:: WHAT IS EXPECTED ::
When you reach the line containing "- id: pylint" in the entries below, begin reproducing lines exactly, and stop once the line containing "--- a/src/otk/annotation.py" is done.

:: PROVIDED ENTRIES ::
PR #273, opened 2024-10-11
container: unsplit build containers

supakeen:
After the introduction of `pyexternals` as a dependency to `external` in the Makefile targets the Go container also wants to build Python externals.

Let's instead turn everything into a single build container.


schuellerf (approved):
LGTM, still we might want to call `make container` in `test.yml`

==

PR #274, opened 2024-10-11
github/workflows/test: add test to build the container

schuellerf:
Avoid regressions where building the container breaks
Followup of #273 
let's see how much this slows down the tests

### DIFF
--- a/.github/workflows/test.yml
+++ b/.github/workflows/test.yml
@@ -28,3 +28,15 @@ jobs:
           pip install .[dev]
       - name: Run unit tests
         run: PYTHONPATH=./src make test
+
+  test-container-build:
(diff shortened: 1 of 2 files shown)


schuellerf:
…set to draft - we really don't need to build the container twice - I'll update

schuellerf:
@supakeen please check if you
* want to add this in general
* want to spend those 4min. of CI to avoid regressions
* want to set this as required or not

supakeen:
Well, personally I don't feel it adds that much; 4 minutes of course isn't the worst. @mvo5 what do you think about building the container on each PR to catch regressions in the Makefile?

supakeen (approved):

==

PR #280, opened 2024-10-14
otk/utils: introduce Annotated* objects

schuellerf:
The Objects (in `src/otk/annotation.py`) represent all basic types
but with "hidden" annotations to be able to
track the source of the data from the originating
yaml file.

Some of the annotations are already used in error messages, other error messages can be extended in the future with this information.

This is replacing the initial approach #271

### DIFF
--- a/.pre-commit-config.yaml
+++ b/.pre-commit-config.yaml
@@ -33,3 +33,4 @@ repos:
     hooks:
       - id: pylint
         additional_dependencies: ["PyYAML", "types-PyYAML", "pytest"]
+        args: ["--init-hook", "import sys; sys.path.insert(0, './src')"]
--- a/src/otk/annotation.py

:: REPLY ::
       - id: pylint
         additional_dependencies: ["PyYAML", "types-PyYAML", "pytest"]
+        args: ["--init-hook", "import sys; sys.path.insert(0, './src')"]
--- a/src/otk/annotation.py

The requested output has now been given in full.